▶ **Entries shown**
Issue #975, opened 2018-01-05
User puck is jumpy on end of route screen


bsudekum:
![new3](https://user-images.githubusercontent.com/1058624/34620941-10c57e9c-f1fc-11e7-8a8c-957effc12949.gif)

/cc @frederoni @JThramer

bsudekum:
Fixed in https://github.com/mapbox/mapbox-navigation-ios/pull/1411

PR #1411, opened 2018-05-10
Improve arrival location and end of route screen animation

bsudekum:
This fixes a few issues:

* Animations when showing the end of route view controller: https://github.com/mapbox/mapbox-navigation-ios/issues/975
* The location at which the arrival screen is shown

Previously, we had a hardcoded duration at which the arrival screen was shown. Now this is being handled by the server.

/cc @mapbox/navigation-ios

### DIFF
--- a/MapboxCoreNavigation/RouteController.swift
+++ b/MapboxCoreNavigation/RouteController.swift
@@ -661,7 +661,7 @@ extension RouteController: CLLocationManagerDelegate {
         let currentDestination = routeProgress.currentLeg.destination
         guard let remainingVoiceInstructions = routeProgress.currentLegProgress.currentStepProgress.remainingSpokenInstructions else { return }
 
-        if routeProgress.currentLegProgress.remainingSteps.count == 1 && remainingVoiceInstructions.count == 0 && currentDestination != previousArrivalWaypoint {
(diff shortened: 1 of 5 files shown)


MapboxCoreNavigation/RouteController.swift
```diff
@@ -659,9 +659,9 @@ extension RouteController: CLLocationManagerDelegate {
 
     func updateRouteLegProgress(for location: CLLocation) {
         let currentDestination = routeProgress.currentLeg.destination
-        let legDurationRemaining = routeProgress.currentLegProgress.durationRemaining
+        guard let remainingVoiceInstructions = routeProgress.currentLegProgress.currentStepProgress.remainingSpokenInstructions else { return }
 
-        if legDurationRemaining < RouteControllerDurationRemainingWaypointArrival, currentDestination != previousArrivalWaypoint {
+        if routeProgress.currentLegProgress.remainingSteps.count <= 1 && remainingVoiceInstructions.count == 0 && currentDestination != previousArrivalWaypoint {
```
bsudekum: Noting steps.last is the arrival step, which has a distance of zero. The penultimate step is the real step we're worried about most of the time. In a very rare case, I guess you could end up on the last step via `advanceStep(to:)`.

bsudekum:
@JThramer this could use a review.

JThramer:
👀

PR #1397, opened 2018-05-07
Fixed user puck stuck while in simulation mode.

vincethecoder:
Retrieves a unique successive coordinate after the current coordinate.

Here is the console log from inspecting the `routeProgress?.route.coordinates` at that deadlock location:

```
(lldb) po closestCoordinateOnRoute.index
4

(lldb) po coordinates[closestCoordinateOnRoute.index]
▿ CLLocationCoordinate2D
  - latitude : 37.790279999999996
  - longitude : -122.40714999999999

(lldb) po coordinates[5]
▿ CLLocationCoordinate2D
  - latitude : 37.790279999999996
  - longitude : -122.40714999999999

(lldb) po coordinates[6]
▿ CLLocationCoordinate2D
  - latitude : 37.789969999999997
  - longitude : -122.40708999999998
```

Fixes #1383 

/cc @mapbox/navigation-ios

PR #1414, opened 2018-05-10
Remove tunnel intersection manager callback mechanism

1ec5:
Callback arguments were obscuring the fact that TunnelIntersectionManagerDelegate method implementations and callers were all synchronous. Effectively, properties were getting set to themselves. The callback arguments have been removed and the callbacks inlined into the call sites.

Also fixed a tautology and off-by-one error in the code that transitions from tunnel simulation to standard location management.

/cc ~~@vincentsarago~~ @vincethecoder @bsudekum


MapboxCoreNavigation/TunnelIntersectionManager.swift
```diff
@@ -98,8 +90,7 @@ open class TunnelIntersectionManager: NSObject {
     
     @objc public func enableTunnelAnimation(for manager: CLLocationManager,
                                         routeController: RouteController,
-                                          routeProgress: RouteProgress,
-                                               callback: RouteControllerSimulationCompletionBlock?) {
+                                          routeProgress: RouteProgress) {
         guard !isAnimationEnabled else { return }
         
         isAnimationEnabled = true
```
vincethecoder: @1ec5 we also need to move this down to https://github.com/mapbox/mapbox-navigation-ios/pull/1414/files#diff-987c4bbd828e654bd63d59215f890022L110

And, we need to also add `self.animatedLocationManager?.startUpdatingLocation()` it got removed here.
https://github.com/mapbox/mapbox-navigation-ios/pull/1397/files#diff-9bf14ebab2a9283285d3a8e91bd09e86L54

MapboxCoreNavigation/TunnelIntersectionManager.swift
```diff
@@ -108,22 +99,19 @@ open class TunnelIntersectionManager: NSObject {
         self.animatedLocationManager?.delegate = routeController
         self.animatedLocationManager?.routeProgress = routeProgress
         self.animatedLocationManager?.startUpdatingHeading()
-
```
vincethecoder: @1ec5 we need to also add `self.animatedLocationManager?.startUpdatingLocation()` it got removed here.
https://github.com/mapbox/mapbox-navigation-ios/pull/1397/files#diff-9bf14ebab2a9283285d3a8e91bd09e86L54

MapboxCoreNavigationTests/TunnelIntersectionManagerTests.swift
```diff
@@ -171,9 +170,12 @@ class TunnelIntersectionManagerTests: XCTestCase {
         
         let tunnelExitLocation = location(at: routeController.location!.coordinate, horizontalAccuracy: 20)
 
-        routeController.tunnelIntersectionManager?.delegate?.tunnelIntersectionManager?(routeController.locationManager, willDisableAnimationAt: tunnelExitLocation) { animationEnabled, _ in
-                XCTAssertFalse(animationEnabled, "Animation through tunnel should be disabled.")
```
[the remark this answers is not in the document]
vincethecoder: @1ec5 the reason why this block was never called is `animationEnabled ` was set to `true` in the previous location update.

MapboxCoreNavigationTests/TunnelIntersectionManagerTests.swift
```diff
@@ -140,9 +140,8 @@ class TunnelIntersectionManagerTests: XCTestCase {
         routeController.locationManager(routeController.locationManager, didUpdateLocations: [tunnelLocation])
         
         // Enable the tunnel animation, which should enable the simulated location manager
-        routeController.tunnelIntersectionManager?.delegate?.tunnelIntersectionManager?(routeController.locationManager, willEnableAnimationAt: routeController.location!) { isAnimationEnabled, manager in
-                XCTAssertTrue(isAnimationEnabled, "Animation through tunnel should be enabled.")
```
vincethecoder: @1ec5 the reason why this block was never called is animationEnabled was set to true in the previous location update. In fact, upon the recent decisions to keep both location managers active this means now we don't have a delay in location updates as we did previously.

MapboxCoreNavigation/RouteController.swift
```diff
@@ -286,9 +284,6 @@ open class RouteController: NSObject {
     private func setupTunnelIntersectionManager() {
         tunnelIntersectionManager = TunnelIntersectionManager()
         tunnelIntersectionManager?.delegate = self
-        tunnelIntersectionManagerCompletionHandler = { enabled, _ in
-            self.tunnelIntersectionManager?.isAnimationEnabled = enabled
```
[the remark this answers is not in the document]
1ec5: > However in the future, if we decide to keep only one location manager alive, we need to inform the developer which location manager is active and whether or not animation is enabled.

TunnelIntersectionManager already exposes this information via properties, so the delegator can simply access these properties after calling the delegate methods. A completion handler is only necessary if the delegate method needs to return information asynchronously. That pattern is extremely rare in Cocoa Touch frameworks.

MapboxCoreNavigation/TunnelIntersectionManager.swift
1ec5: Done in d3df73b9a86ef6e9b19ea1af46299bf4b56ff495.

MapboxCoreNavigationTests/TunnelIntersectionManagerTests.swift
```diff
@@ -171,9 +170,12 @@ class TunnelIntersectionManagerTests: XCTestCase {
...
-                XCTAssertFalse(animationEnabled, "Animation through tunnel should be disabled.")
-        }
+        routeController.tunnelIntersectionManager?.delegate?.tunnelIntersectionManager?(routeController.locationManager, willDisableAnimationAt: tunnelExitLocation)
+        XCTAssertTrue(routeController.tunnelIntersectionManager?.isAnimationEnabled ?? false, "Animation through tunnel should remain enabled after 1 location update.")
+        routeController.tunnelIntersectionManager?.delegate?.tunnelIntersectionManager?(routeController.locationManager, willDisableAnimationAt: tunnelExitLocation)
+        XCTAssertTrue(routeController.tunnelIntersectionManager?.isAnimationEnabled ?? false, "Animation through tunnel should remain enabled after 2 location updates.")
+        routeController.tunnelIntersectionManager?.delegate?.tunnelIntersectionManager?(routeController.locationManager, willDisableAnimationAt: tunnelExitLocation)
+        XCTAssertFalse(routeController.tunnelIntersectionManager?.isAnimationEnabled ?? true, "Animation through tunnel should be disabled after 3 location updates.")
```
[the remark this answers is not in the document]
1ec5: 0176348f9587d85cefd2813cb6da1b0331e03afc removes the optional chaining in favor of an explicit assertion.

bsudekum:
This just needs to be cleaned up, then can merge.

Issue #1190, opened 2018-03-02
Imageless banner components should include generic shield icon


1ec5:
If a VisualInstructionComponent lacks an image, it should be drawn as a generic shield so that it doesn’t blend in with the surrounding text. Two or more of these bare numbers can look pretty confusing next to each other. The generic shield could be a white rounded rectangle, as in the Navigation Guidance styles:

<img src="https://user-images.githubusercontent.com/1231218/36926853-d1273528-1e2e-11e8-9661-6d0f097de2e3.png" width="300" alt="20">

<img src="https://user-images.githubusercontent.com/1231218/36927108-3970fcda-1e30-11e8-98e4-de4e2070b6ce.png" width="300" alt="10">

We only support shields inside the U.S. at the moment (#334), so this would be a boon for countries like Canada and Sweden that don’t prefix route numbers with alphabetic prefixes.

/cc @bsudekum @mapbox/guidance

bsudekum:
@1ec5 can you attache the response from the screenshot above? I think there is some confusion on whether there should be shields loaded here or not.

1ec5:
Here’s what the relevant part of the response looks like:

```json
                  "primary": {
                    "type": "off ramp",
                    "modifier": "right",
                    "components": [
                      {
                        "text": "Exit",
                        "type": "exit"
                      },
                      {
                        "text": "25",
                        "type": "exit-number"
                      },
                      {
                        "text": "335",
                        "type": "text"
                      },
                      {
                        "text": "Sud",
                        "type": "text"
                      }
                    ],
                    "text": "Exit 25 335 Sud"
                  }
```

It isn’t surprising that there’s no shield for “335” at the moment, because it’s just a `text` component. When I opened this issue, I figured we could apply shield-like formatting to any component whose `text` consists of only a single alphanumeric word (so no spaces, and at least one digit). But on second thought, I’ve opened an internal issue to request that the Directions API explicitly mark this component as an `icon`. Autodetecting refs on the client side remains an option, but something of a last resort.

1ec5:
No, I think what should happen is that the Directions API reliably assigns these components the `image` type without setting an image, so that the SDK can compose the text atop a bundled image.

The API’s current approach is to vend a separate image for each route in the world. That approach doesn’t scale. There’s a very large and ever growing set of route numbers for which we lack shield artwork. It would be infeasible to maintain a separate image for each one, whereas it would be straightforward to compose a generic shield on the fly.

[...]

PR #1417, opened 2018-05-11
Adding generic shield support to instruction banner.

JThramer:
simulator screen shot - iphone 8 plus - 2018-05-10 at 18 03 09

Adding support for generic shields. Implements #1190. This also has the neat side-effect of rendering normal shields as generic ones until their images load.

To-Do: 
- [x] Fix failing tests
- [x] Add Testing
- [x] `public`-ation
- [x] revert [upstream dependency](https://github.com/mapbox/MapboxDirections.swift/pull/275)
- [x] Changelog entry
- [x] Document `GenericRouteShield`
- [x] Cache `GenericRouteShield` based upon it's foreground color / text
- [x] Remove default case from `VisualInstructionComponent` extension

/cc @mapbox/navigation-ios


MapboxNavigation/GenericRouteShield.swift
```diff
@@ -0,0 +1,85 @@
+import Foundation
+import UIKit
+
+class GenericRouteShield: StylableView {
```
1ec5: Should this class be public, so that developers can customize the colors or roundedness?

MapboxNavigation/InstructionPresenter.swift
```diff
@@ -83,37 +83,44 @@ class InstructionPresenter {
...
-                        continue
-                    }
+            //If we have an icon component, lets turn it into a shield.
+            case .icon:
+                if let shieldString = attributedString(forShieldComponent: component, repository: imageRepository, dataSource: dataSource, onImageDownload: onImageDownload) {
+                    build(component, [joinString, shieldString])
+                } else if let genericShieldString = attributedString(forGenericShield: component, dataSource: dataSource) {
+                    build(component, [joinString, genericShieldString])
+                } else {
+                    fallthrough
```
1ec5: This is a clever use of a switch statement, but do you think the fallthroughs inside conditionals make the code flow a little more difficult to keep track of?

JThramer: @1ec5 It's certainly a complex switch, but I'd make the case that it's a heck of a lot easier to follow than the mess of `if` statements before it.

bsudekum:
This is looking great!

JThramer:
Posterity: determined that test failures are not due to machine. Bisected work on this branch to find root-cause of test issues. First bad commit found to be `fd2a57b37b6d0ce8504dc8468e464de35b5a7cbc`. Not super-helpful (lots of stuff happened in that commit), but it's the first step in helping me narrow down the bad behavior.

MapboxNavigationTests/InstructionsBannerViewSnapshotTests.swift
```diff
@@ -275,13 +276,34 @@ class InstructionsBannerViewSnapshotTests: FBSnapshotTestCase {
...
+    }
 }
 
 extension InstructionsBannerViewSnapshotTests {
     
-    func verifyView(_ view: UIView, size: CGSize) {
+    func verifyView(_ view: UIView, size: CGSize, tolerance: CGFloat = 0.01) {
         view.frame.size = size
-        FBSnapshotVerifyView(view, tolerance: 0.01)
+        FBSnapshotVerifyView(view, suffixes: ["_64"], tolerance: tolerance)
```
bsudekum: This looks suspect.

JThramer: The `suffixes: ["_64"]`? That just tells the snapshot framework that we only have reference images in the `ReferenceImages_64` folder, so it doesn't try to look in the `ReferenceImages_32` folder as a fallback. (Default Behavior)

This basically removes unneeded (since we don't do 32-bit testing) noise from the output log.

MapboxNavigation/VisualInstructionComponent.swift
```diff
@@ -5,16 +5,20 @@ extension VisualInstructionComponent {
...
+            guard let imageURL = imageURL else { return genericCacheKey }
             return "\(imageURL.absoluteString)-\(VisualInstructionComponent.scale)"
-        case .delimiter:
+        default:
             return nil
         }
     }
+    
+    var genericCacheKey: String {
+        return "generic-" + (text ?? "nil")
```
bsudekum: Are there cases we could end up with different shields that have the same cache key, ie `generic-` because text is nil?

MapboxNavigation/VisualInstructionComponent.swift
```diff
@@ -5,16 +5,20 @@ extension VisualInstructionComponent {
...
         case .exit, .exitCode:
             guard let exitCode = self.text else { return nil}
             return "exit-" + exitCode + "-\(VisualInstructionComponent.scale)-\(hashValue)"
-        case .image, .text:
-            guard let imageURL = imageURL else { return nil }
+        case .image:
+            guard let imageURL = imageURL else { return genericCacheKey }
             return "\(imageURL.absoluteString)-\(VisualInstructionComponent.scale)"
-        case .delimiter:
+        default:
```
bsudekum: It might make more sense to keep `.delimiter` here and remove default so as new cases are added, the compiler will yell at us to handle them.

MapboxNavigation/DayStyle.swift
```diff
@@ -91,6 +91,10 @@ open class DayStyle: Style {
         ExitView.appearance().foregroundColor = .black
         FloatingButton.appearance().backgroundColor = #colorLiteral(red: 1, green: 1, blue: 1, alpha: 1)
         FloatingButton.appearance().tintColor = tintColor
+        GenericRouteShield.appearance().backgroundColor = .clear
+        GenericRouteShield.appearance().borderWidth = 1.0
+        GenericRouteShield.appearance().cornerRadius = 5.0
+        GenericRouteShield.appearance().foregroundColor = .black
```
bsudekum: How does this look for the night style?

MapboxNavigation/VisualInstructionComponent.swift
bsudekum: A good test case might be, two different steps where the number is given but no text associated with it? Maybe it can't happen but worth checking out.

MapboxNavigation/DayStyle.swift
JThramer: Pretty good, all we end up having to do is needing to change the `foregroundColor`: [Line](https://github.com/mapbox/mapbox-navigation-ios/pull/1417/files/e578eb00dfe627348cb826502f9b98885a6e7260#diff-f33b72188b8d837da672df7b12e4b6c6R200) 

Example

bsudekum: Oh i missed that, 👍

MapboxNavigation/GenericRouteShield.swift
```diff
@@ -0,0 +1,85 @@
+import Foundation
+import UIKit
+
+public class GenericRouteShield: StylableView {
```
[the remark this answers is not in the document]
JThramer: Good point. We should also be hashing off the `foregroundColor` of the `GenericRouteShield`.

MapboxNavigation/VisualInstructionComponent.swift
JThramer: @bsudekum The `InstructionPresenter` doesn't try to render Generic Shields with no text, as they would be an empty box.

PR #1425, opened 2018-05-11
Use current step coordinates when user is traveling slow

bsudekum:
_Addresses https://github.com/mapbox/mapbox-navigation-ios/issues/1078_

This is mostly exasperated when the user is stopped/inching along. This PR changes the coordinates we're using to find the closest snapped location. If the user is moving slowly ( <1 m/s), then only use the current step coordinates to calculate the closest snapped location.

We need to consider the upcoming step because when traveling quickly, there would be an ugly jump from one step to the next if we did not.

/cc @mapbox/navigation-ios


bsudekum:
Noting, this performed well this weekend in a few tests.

▶ **Work instruction**
Within the entries, determine the count of lines containing the string "previousArrivalWaypoint" and output it alone.

▶ **Final answer**
3